Large-scale DFT calculations for materials with complex structures

Utilizing the interaction between nanoscale systems is important to create new material functionality. First-principles density functional theory (DFT) calculation is a powerful tool to investigate the correlation between the atomic and electronic structures which cause materials properties. To describe complex nanoscale structures such as interfaces, defect complexes and disordered systems, large-scale structural models consisting of several thousands of atoms or more are required. However, conventional DFT calculations are limited to be typically less than a thousand atoms because the computational cost scales cubically to the number of atoms N. To overcome the limitation, we have developed a large-scale DFT code CONQUEST 1,2. CONQUEST can treat large systems by using local orbitals to express density matrices and a linear-scaling (O(N)) method based on the density matrix minimization.
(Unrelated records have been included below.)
PR #494, opened 2026-08-10
Fix Round 21: queries that silently return nothing instead of answering

gasvn:
Round 21 of the role-play test harness. Three researcher personas (clinical immunologist / autoimmune genetics, structural biologist / drug discovery, clinical microbiologist / infectious disease) worked real multi-tool research questions end to end. They reported 15 issues; 5 were discarded as false positives after CLI verification, and the 10 below reproduced.

They share one failure mode: a lookup that had a good answer available returned an **empty-but-successful** result, or an error whose text gave the caller nothing to act on. Zero rows and "this does not exist" are indistinguishable to the caller, so each of these quietly produced a wrong scientific conclusion rather than a visible failure.

### 1. `UniProt_search` rejected every non-model organism (HIGH)
`organism` mapped 22 model organisms to taxids and passed anything else straight into `organism_id:`, which accepts numeric IDs only — so pathogens, plants and non-model species failed the **whole search** with HTTP 400. Non-numeric organisms now route to `organism_name:`, which accepts free text; the same rule applies to an `organism:` clause written inside `query`.

```
python -m tooluniverse.cli run UniProt_search '{"query":"gene:KPC-2","organism":"Klebsiella pneumoniae","limit":5}'
```
Before: `400 Client Error ... organism_id%3AKlebsiella+pneumoniae`. After: Q9F663 `BLKPC_KLEPN`, carbapenem-hydrolyzing beta-lactamase KPC-2. `organism:"human"` is unchanged (1887 results, same as before).

### 2. FAERS analytics found zero reports for any brand name
All six operations searched `openfda.generic_name` only, so a brand name looked like a drug with no reports and disproportionality refused to compute.

```
python -m tooluniverse.cli run FAERS_calculate_disproportionality '{"drug_name":"XELJANZ","adverse_event":"Pulmonary embolism"}'
```
Before: `Insufficient data: a=0, b=0, c=94648, d=20598042`. After: ROR 1.254 (95% CI 1.179–1.332), consistent with generic tofacitinib's 1.306 on the same event. Generic-name queries return identical numbers to before.

### 3. `OpenTargets_get_evidence_by_datasource` advertised a retired datasource ID
`ot_genetics_portal` was renamed upstream to `gwas_credible_sets`; the retired name matches nothing rather than erroring, so genetic-association evidence looked absent. The tool's own description still listed the retired name first. Both known retired IDs (`ot_genetics_portal`, `chembl`) are now remapped, the substitution is reported in `metadata.datasource_rename_note`, and the description is corrected.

The computational cost scales cubically to the number of the support functions, both in the O(N) and the conventional diagonalization calculations. Therefore, to reduce the number of support functions without losing accuracy, we have introduced multi-site support functions (MSSF) 3,4. MSSFs are the linear combinations of pseudo-atomic orbitals from a target atom and its neighbor atoms in a cutoff region. MSSFs correspond to local molecular orbitals so that the number of required support functions can be the minimal. We have also proposed an efficient and comprehensive method to find out the atoms with characteristic electronic structures in large-scale systems by using statistical methods. We have investigated supported metallic nanoparticles in which the interaction between the nanoparticle and the support base plays an important role for catalytic reactivity. By our large-scale DFT calculation and the statistical analysis, the size- and site-dependence of atomic and electronic structures have been investigated for isolated and supported nanoparticles.